→ BRIEF
Working from the entries that follow, retype each one without any alteration.

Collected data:
######

Issue #124, opened 2018-08-01
BaseException.message has been deprecated as of Python 2.6


jsemler:
`BaseException.message` has been deprecated. Calls such as `e.message` will result in the following:

- Python 2.7 returns the warning: `DeprecationWarning: BaseException.message has been deprecated as of Python 2.6`.
- Python 3 throws an error: `AttributeError: 'ValueError' object has no attribute 'message'`.

jsemler:
This can be resolved by updating `e.message` to `e.args` or by just referencing the exception instance (e.g.,`logger.exception(e)`).
https://docs.python.org/3/tutorial/errors.html?highlight=exceptions#handling-exceptions

PR #125, opened 2018-08-01
Updated exception messages

jsemler:
This pull request addresses ticket #124: BaseException.message has been deprecated as of Python 2.6.

### DIFF
--- a/maestrowf/conductor.py
+++ b/maestrowf/conductor.py
@@ -199,7 +199,7 @@ def main():
         # Explicitly return a 0 status.
         sys.exit(0)
     except Exception as e:
-        logger.error(e.message, exc_info=True)
+        logger.error(e.args, exc_info=True)
         raise e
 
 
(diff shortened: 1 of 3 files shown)


jsemler:
@FrankD412 -- Sure, let me know what you decide and I can update the PR.

The `Exception.args` does return a tuple. Though when I test the Exception by trying to run a spec file that doesn't exist I get the following message format: `FileNotFoundError: [Errno 2] No such file or directory: 'lulesh_sample1_macosx_test.yaml'`.

If I switch the exception logic to `logger.exception(e)` I get the same message format: `FileNotFoundError: [Errno 2] No such file or directory: 'lulesh_sample1_macosx_test.yaml'`.

FrankD412:
@jsemler -- Huh, not what I expected. It personally doesn't matter to me. I just wanted to verify that the output was correct, ultimately that's what matters.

######

→ ANSWER SECTION
Issue #124, opened 2018-08-01
BaseException.message has been deprecated as of Python 2.6


jsemler:
`BaseException.message` has been deprecated. Calls such as `e.message` will result in the following:

- Python 2.7 returns the warning: `DeprecationWarning: BaseException.message has been deprecated as of Python 2.6`.
- Python 3 throws an error: `AttributeError: 'ValueError' object has no attribute 'message'`.

jsemler:
This can be resolved by updating `e.message` to `e.args` or by just referencing the exception instance (e.g.,`logger.exception(e)`).
https://docs.python.org/3/tutorial/errors.html?highlight=exceptions#handling-exceptions

PR #125, opened 2018-08-01
Updated exception messages

jsemler:
This pull request addresses ticket #124: BaseException.message has been deprecated as of Python 2.6.

### DIFF
--- a/maestrowf/conductor.py
+++ b/maestrowf/conductor.py
@@ -199,7 +199,7 @@ def main():
         # Explicitly return a 0 status.
         sys.exit(0)
     except Exception as e:
-        logger.error(e.message, exc_info=True)
+        logger.error(e.args, exc_info=True)
         raise e
 
 
(diff shortened: 1 of 3 files shown)


jsemler:
@FrankD412 -- Sure, let me know what you decide and I can update the PR.

The `Exception.args` does return a tuple. Though when I test the Exception by trying to run a spec file that doesn't exist I get the following message format: `FileNotFoundError: [Errno 2] No such file or directory: 'lulesh_sample1_macosx_test.yaml'`.

If I switch the exception logic to `logger.exception(e)` I get the same message format: `FileNotFoundError: [Errno 2] No such file or directory: 'lulesh_sample1_macosx_test.yaml'`.

FrankD412:
@jsemler -- Huh, not what I expected. It personally doesn't matter to me. I just wanted to verify that the output was correct, ultimately that's what matters.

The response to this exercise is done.